Data Science and Graphs. Q&A with Ben Squire (Meredith)
“The value of graph data lies in the story told by the relationships between data points“
Q1. Can you talk about the major differences in the data science projects you work on before using graph databases and after?
Two major differences in data science projects before and after working with graphs databases are in framing the problem statement and new approaches to solutions of the problem.
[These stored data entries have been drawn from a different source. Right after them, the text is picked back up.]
PR #724, opened 2022-09-12
Add `package.json` to root

coliff:
This file is needed so we can download the entire repo to the style guide site so we can re-use the markdown docs.
This doesn't needed to ne mentioned in CHANGELOG.

### DIFF
--- a/package.json
+++ b/package.json
@@ -1,0 +1,19 @@
+{
+  "name": "modus-web-components",
+  "version": "1.0.0",
+  "private": true,
+  "description": "Modus Web Components",
+  "homepage": "https://modus-web-components.trimble.com/",
+  "bugs": {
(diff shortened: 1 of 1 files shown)


coliff:
Marking as draft for now. I don't need this right now as I found a workaround using a 3rd party solution by adding this to my `package.json`:

`"modus-web-components": "https://gitpkg.now.sh/trimble-oss/modus-web-components/stencil-workspace?main",`

ryan-henness-trimble:
hmm, do you think we still need this or is the 3rd part solution alright?

coliff:
> hmm, do you think we still need this or is the 3rd party solution alright?

The 3rd party solution is alright for now... I'll close this PR - we can always re-open in the future if that https://gitpkg.vercel.app/ service goes offline.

One clear example can be seen with our work with recommendation engines. Look-a-like modelling and customer segmentation are a major research & development area at Meredith, previously our work focused on web logs at a cookie based level, whereby given a particular action in our web logs, such as signing up for a newsletter or clicking on an advertisement, we would analyze traits of these cookies to find others which had similar interests or reading patterns to present similar offers or ads in order to have a higher click through rate than randomly selected audiences.
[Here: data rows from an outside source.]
PR #814, opened 2022-10-24
Issue 808/modus tabs component could be dynamic resizable

### LINKED ISSUE #808: modus-tabs component could be dynamic resizable.
**Describe the solution you'd like**
I would like to use this component in a browser panel. This panel should be resizable by user and therefore any other component from inside this panel should be resizable as well. 
Right now modus-tab component is not resizable, it has a specific length which cannot be altered by user or any other components.

DragosTataru:
## Description

The "width" property for modus-tabs was added in order to determine the component to change it's width when the parent width is changing. For example when the parent is resized (could be a panel in which the modus-tabs is inserted). 
For this change there are no extra required dependencies.

Fixes #808

## Type of change

- [x] Documentation update

## How Has This Been Tested?

It was tested by using component modus-tabs in `index.html` alongside with some `<div>` parents
also the following script was used: (see attached txt file)

## Checklist:

- [x] - [ ] I have checked my code and corrected any misspellings

[Testing in Modus modus-tab component.txt](https://github.com/trimble-oss/modus-web-components/files/9851298/Testing.in.Modus.modus-tab.component.txt)

### DIFF
--- a/CHANGELOG.md
+++ b/CHANGELOG.md
@@ -4,11 +4,13 @@ All notable changes to this project will be documented in this file.
 
 View all releases at: https://github.com/trimble-oss/modus-web-components/releases/
 
-### Added
-
-- Added "width" for modus-tabs in CSS file. Now component can be resizable from UI.
-
 ## Unreleased
+
+### Added 
+
+- Added optional property `fullWidth` for modus-tabs. Now component can be resizable from UI if `fullWidth` flag is set on true.
+
+## 0.1.23 - 2022-10-26
 
 ### Added
 
--- a/CHANGELOG.md
+++ b/CHANGELOG.md
@@ -6,6 +6,12 @@ View all releases at: https://github.com/trimble-oss/modus-web-components/releas
 
 ## Unreleased
 
+## 0.1.22 - 2022-10-18
+
+### Fixed
+
+- Fixed an issue with the Data Table where setting column ids was not working
+
 ## 0.1.21 - 2022-10-04
 
 ### Added
--- a/CHANGELOG.md
+++ b/CHANGELOG.md
@@ -6,6 +6,10 @@ View all releases at: https://github.com/trimble-oss/modus-web-components/releas
 
 ## Unreleased
 
+### Added
+
+- Added a theme toggler to the toolbar in storybook pages to switch between `light` and `dark` themes
+
 ## 0.1.22 - 2022-10-18
 
 ### Fixed
--- a/CHANGELOG.md
+++ b/CHANGELOG.md
@@ -4,6 +4,10 @@ All notable changes to this project will be documented in this file.
 
 View all releases at: https://github.com/trimble-oss/modus-web-components/releases/
 
+### Added
+
+- Added "width" for modus-tabs in CSS file. Now component can be resizable from UI.
+
 ## Unreleased
 
 ### Added
--- a/stencil-workspace/src/components/modus-tabs/modus-tabs.spec.ts
+++ b/stencil-workspace/src/components/modus-tabs/modus-tabs.spec.ts
@@ -24,4 +24,10 @@ describe('modus-button', () => {
     className = modusTabs.classBySize.get('small');
     expect(className).toEqual('small');
   });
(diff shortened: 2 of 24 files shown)


coliff:
> @coliff What are your thoughts on a `fullWidth` flag input property? If `true`, the `width: 100%` is set on the tabs. Otherwise, the functionality remains the same.
> 
> I think this is how I would handle this issue. That would also make sure that it does not break any existing usages

Really, we should stick to the Modus specs and not offer an option to break the rules. Adding `width:100%` to modus-tabs would not be a breaking change so we should definitely keep that. I would vote to not have the option for `width:100%` on individual tabs, but if you feel strongly about allowing that then we should have that as opt-in and not default.

CHANGELOG.md
```diff
@@ -4,6 +4,10 @@ All notable changes to this project will be documented in this file.
 
 View all releases at: https://github.com/trimble-oss/modus-web-components/releases/
 
+### Added
```
ryan-henness-trimble, line 7: This should be moved down un the `## Unreleased` section

DragosTataru:
> 

Thank you for the feedback @coliff . I ran some tests without adding width:100% to the tabs themselves but now resizing is not longer possible. Indeed, adding width value to tabs it's against modus specs for this component but I'm wondering if there is no other way to make it resizable. I'm looking for a particular behavior for modus-tabs component, something similar to this GIF 
resize for panel

coliff:
@DragosTataru heya- I'm just checking on this and will get back to you later today. The design in that GIF looks fine and I've seen that design in many other web apps/designs, but it isn't currently something we have in Modus. I'll check if we can add it as an opt-in option. :-)

coliff:
I heard back, we can include the width:100% on the tabs, but it should be opt-in and not default... so I think we should do what Ryan suggested and have that `fullWidth` flag input property. If true, the width: 100% is set on the tabs, if not set or false it'll default to standard fixed-width behavior.

DragosTataru:
> I heard back, we can include the width:100% on the tabs, but it should be opt-in and not default... so I think we should do what Ryan suggested and have that `fullWidth` flag input property. If true, the width: 100% is set on the tabs, if not set or false it'll default to standard fixed-width behavior.

Sounds good to me, I will add the flag and update the PR

stencil-workspace/storybook/stories/components/modus-tabs/modus-tabs-storybook-docs.mdx
```diff
@@ -57,3 +58,4 @@ A new TypeScript typing has been provided named Tab defined as:
 
 - Tabs gets an `aria-label` provided by the `aria-label` property input.
 - When a Tab has focus, **Enter** activates the Tab, and emits the `tabChange` event.
+- Set `full-width` on `true` for Tab component in order cu make it resizable inside a parent.
```
coliff, line 61: typo here- 'in order **cu** make it'

coliff (approved):

coliff:
We need to add a demo/example of this to the docs really, but can do that in a separate PR.

stencil-workspace/src/components/modus-tabs/modus-tabs.spec.ts
```diff
@@ -24,4 +24,10 @@ describe('modus-button', () => {
     className = modusTabs.classBySize.get('small');
     expect(className).toEqual('small');
   });
-});
+  it('should have flag "fullWidth" set on false as default', async () => {
```
ryan-henness-trimble, line 27: Let's add a new line before in between this test and the one above it

stencil-workspace/src/components/modus-tabs/modus-tabs.tsx
```diff
@@ -13,6 +13,8 @@ export interface Tab {
   shadow: true,
 })
 export class ModusTabs {
+  /*(false as default) the tab full width, can be resized inside a parent*/
```
ryan-henness-trimble, line 16: Let's update the comment on this one, and make sure there is a new line in between this and the next `@Prop`

```
/* Whether the Tabs take up the full width of their parent container. */
@Prop() fullWidth = false;
```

This solution was effective and showed positive results however drawbacks in activation and average number of visits per cookie left room for improvement. Graph databases reframed the problem in two ways, namely, we were able to visualize our web logs to find interconnected cookies overtime and transform these into profiles leading to a higher average number of visits per profile creating more accurate models.
Further, these profiles were seen over longer spans of time allowing for higher potential to reactivate again when added to a customer segmentation audience. Secondly, the potential to perform simple calculations based on profiles and reading patterns provides a new way for both URL recommendation engines or Look-a-like models using collaborative filtering that is inherently built into counting relationships that are observed in graph format. Hence, graph databases transformed a problem where our data was more interconnected than could be seen using the RDMS we had before as well as new approaches to previously solved problems to customer and article recommendation.
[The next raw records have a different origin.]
PR #848, opened 2022-11-09
Dark mode for Dropdown, List and File Upload Drop Zone

msankaran0712:
Fixes #802 

## Type of change

- [ ] Bug fix (non-breaking change which fixes an issue)
- [x] New feature (non-breaking change which adds functionality)
- [x] Breaking change (fix or feature that would cause existing functionality to not work as expected)
- [ ] Documentation update

## How Has This Been Tested?

Please describe the tests that you ran to verify your changes. Provide instructions so we can reproduce. Please also list any relevant details for your test configuration

## Checklist:

- [ ] My code follows the style guidelines of this project
- [ ] I have performed a self-review of my own code
- [x] I have commented my code, particularly in hard-to-understand areas
- [ ] I have made corresponding changes to the documentation (including CHANGELOG updates)
- [x] My changes generate no new warnings
- [ ] I have added tests that prove my fix is effective or that my feature works
- [ ] New and existing unit tests pass locally with my changes
- [ ] Any dependent changes have been merged and published in downstream modules
- [ ] I have checked my code and corrected any misspellings

PR #850, opened 2022-11-10
Dark mode - Rearrange CSS styles alphabetically

msankaran0712:
Fixes a comment in [PR](https://github.com/trimble-oss/modus-web-components/pull/848#issuecomment-1308651188)


coliff (approved):

coliff:
Nice. I tested a good Stylelint plugin which fixes this automatically.. (when you run `stylelint --fix` I'll take another look and maybe make a PR with that added so we don't need to manually sort them.

PR #914, opened 2022-12-09
Add a test project for React

### LINKED ISSUE #843: Dark mode - verify React output
If possible set up something deployable to view it on a web page.

msankaran0712:
- Created a project inside /react-workspace/test-app 
- Used `create-react-app` for building the project skeleton
- Includes a hacky solution for [importing components from outside test-app/src/ folder issue](https://github.com/facebook/create-react-app/issues/834) for time's sake 
  - The solution was to create an npm pack and move it inside test-app/src everytime when running the command `npm run test-app: start` 

Fixes #843


stencil-workspace/SUPPORT.md
```diff
@@ -0,0 +1,22 @@
+# Support
```
ryan-henness-trimble, line 1: Do we want to include this file in the npm package?

react-workspace/package.json
```diff
@@ -33,22 +36,24 @@
...
-    "react": "^17.0.2",
-    "react-dom": "^17.0.2",
+    "react": "^18.2.0",
+    "react-dom": "^18.2.0",
     "typescript": "^4.7.4"
   },
   "peerDependencies": {
-    "react": "^17.0.2",
-    "react-dom": "^17.0.2"
+    "react": "^18.2.0",
```
ryan-henness-trimble, line 56: We're currently building the react package with React @ `17.0.2`. Makes me wonder if we will need to build out separate test apps for the major versions, like `test-app-17`, and `test-app-18`

ryan-henness-trimble:
We should make sure this is providing enough value for the work it will take, especially if we have to support multiple test apps for different React versions. Now that I'm thinking about it more, it kind of feels like we'd be testing Stencil's framework output implementation rather than the Modus Components. Any thoughts?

Q2. What’s the value of using graph data versus data from a traditional relational database?
The value of graph data lies in the story told by the relationships between data points. Data cubes stored in traditional relational databases are optimized for a variety of different applications, however they are constrained in ways that graph data is not with regards to how data is interrelated with each other. Graph data inherently tells a story by itself, visually, which can provide immediate insights that may not be possible in a row and column format.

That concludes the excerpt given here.